**TRY IT:** From the entries below, transcribe exactly the lines between the line holding "- Credential guard" and the line holding "northbound (model→proto) round-trip", inclusive; skip all other lines.
─── EXTRACTED RECORDS ───
PR #1967, opened 2026-08-11
fix(auth): await the rotated-credential persist instead of detaching it

msardara:
# Description

`RefreshTokenProvider::fetch_new_token` updated `current_refresh_token` in memory and then dropped the `spawn_blocking` handle for `persist_credentials`, leaving the write detached from the exchange:

```rust
if let Some(new_rt) = resp["refresh_token"].as_str() {
    *self.current_refresh_token.write() = new_rt.to_owned();
    if let Some(cb) = self.config.persist_credentials.clone() {
        tokio::task::spawn_blocking(move || cb(at, rt));   // handle dropped
    }
}
```

Two consequences:

- **Ordering.** The function returned — and the caller started using the new access token — while the rotated refresh token might not have reached disk. A crash in that window leaves memory ahead of disk, so the next process start replays a token the IdP has already spent and fails with `invalid_grant`. That is exactly what `persist_credentials` exists to prevent.
- **Shutdown.** Dropping a `spawn_blocking` handle does not cancel the task, and `#[tokio::main]` waits for the blocking pool on runtime drop, so in practice short-lived processes did complete the write. But that relied on an incidental property of the shutdown path, and anything calling `std::process::exit` lost it.

## Changes

The handle is awaited, and a failed join is logged instead of ignored. `spawn_blocking` stays because the callback does synchronous file I/O (`std::fs::write` + `set_permissions` in `oidc.rs`) — running it inline would block an async worker. No lock is held across the new await point: the `current_refresh_token` write guard above it is a statement-level temporary.

An async callback would also have worked:

```rust
Option<Arc<dyn Fn(String, String) -> BoxFuture<'static, ()> + Send + Sync>>
```

at the cost of a boxed future every caller has to produce. Nothing needs to persist over the network today, so the sync callback is kept and the doc comment now states that implementations run on the blocking pool, are awaited, and sit in the path of every renewal.

## Type of Change

- [x] Bugfix
- [ ] New Feature
- [ ] Breaking Change
- [ ] Refactor
- [ ] Documentation
- [ ] Other (please describe)

## Testing

Four tests against a wiremock IdP whose token endpoint rotates the refresh token on every exchange:

- **`persist_completes_before_fetch_returns`** — the callback sleeps 150 ms, as a real file write would; asserts the completion flag is set once `fetch_new_token` resolves, and that the callback received the new access *and* refresh token.
- **`persisted_token_matches_in_memory_token`** — the persisted value and `current_refresh_token` must agree, which is the whole point of ordering the write.
- **`rotation_without_persist_callback_is_fine`** — no callback configured is not an error; rotation still updates memory and the access token is served.
- **`no_rotation_means_no_persist`** — a response without a `refresh_token` must not invoke the callback; there is nothing new to persist.

I verified the first two actually have teeth by reverting the change to the detached form: both fail (`fetch_new_token returned before the rotated token was persisted`), and pass again once restored.

`cargo test -p agntcy-slim-auth --lib`: 166 passed, 0 failed. clippy and fmt clean on `--all-targets`.

Note: `cargo test -p agntcy-slim-auth` also reports 8 failing doctests in `auth_provider.rs`, `jwt.rs`, `resolver.rs` and `spire.rs`. These fail identically on clean `main` (verified by stashing this change) and are unrelated — none are in files touched here.

### DIFF
--- a/crates/auth/src/refresh_token.rs
+++ b/crates/auth/src/refresh_token.rs
@@ -32,6 +32,11 @@ pub struct RefreshTokenProviderConfig {
     /// Called after a successful token exchange when the IdP issues a new
     /// refresh token (rotation). Arguments: (new_access_token, new_refresh_token).
     /// Use this to persist the rotated tokens so process restarts don't lose them.
+    ///
+    /// Runs on the blocking pool and is awaited before the exchange completes, so
+    /// the rotated token is on disk before the new access token is handed out.
+    /// Implementations may block (file I/O) but should not be slow: they sit in
+    /// the path of every renewal.
     pub persist_credentials: Option<Arc<dyn Fn(String, String) + Send + Sync>>,
 }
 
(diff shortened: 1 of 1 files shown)


markpmarton (approved):
LGTM 👍 Thank you Mauro for fixing this bug!

PR #1971, opened 2026-08-12
fix(auth): serialize concurrent refresh-token exchanges with file lock

markpmarton:
# Description

Two processes sharing the same `refresh_token_file` could both read the same refresh token and send it to the IdP concurrently. The first succeeds and rotates the token; the second gets `invalid_grant` and its background renewal loop exits permanently.

# Changes
- Add `lock_and_reload` callback to `RefreshTokenProviderConfig` that acquires an exclusive lock and returns the current tokens from the backing store
- In `fetch_new_token`, acquire the lock before the IdP call and hold it until `persist_credentials` completes
- Skip the IdP call if the access token from disk is still fresh (within the first 2/3 of its lifetime), consistent with the background task's refresh threshold
- Add `extract_exp_iat_claims_unsafe` to the JWT module for the freshness check
- Wire up the `lock_and_reload` closure in the `refresh_token_file` branch of `get_client_layer`, using a companion `.lock` file as the locking target so `write_secret_file` can open the token file freely without a re-entrant lock
- Use `fs2::FileExt::lock_exclusive` for cross-platform file locking without unsafe
- Add a test verifying that concurrent callers of the lock closure are serialized and read distinct tokens

## Type of Change

- [x] Bugfix
- [ ] New Feature
- [ ] Breaking Change
- [ ] Refactor
- [ ] Documentation
- [ ] Other (please describe)

## Checklist

### DIFF
--- a/Cargo.lock
+++ b/Cargo.lock
@@ -155,6 +155,7 @@ dependencies = [
  "drain",
  "duration-string",
  "fastwebsockets",
+ "fs2",
  "futures",
  "getrandom 0.4.3",
  "gloo-net",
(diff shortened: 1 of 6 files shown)


msardara (approved):
LGTM ✅

PR #1983, opened 2026-08-13
fix: propagate OIDC auth through merge and diff_connections

msardara:
## Summary

- `RequiredAuthMethod` lacked an `Oidc` variant, causing OIDC client configs to be silently folded into `Jwt` in `from_client_config`, with no matching arm in `merge_server_requirements`
- `diff_connections` had no access to `controller.clients` credentials as a fallback when no `outbound_clients` entry matched the CP-assigned endpoint
- `RequiredAuthMethod::None` was wiping local auth (`self.auth = None`), so any locally configured OIDC credentials were destroyed when the CP sent `None` for the auth method — which it does whenever it doesn't model the auth explicitly
- The proto `AuthMethod` enum and `model::AuthMethod` had no `Oidc` variant, so the CP could never signal OIDC to nodes

## Changes

**`crates/config/src/client.rs`**
- Add `RequiredAuthMethod::Oidc`; fix `from_client_config` to map `AuthenticationConfig::Oidc` → `RequiredAuthMethod::Oidc` (was `Jwt`)
- Add `RequiredAuthMethod::Oidc => {}` arm to `merge_server_requirements` (preserves local auth, matching `Jwt` behaviour)
- Change `RequiredAuthMethod::None` arm from `self.auth = None` to a no-op — `None` means "no auth required", not "force no auth", so locally configured credentials survive

**`crates/controller/src/service.rs`**
- Store `controller.clients` on `ControllerServiceInternal` for auth fallback
- `diff_connections` inherits auth from the first non-`None` `clients` entry when no `outbound_clients` entry matches the CP-assigned endpoint
- Credential guard updated to cover `Oidc` and check post-merge `client_config.auth` instead of `outbound_clients` membership

**`crates/control-plane/`**
- Add `AUTH_METHOD_OIDC = 4` to the controller proto enum and regenerate bindings
- Add `model::AuthMethod::Oidc` with full southbound (proto→model) and northbound (model→proto) round-trip
- Wire `model::AuthMethod::Oidc → RequiredAuthMethod::Oidc` in `generate_config_data`

## Test plan

- [ ] Build `agntcy-slim-config`, `agntcy-slim-controller`, and `agntcy-slim-control-plane` with no errors
- [ ] All 261+ `agntcy-slim-config` tests pass
- [ ] Node configured with OIDC in `controller.clients` can establish CP-managed outbound links without a duplicate `outbound_clients` entry
- [ ] Node with explicit `outbound_clients` entries continues to use those credentials (fallback not triggered)
- [ ] Node with `auth_method: None` on a link no longer has its local OIDC credentials wiped
- [ ] CP registered with `auth_method: oidc` correctly sends `RequiredAuthMethod::Oidc` to nodes

### DIFF
--- a/crates/config/src/client.rs
+++ b/crates/config/src/client.rs
@@ -496,6 +496,7 @@ impl ClientConfig {
             }
             RequiredAuthMethod::Basic => {}
             RequiredAuthMethod::Jwt => {}
+            RequiredAuthMethod::Oidc => {}
         }
         if let Some(ms) = server.timeout {
             self.connect_timeout = Duration::from_millis(ms as u64).into();
@@ -632,6 +633,7 @@ pub enum RequiredAuthMethod {
     None,
     Basic,
     Jwt,
+    Oidc,
     #[cfg(not(target_family = "windows"))]
     Spire {
         trust_domain: Option<String>,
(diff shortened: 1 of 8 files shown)


markpmarton (approved):
LGTM 👍

PR #1986, opened 2026-08-13
fix: prevent unbounded span nesting on reconnect cycles

msardara:
## Summary

- On every reconnect cycle, the span hierarchy grew by two levels: `process_stream → reconnect → process_stream → reconnect → …`
- `#[tracing::instrument]` on `reconnect` creates its span **synchronously when the function is called**, making it a child of the current `process_stream` span before `.instrument(Span::none())` at the call site could have any effect
- The new `process_stream` spawned inside `reconnect` then inherited that span as its parent, and its own reconnect loop continued the chain

## Fix

Remove `#[tracing::instrument]` from `reconnect` and create the span manually **inside the async body**. Code inside `async fn` runs when the future is first polled, not when the function is called. The call site wraps the future with `.instrument(Span::none())`, so `Span::none()` is the active context at poll time — any span created inside the body becomes a root span.

Result: every reconnect cycle starts a fresh `reconnect` root span. Depth is capped at `reconnect → process_stream` regardless of how many cycles occur.

## Before / After

**Before** (after 11 reconnects):
```
process_stream:reconnect:process_stream:reconnect:process_stream:reconnect:…:reconnect: connection re-established
```

**After** (any number of reconnects):
```
reconnect{conn_index=0}: connection re-established
```

## Test plan

- [ ] Build `agntcy-slim-datapath` with no errors
- [ ] Run a node against a peer that repeatedly drops — confirm log spans stay flat (`reconnect{…}: …`) and do not accumulate nesting

### DIFF
--- a/crates/datapath/src/message_processing.rs
+++ b/crates/datapath/src/message_processing.rs
@@ -1346,71 +1346,85 @@ impl MessageProcessor {
         }
     }
 
-    #[tracing::instrument(skip_all, fields(service_id = %self.internal.service_id, conn_index))]
     async fn reconnect(
         &self,
         client_conf: ClientConfig,
         conn_index: u64,
         cancellation_token: &CancellationToken,
     ) -> bool {
-        info!("connection lost with remote endpoint, attempting to reconnect");
+        // The span is created here, inside the async body, so it is created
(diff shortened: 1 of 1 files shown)


markpmarton (approved):
LGTM ✅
───
**ANSWER FOR THIS EXERCISE:**
- Credential guard updated to cover `Oidc` and check post-merge `client_config.auth` instead of `outbound_clients` membership

**`crates/control-plane/`**
- Add `AUTH_METHOD_OIDC = 4` to the controller proto enum and regenerate bindings
- Add `model::AuthMethod::Oidc` with full southbound (proto→model) and northbound (model→proto) round-trip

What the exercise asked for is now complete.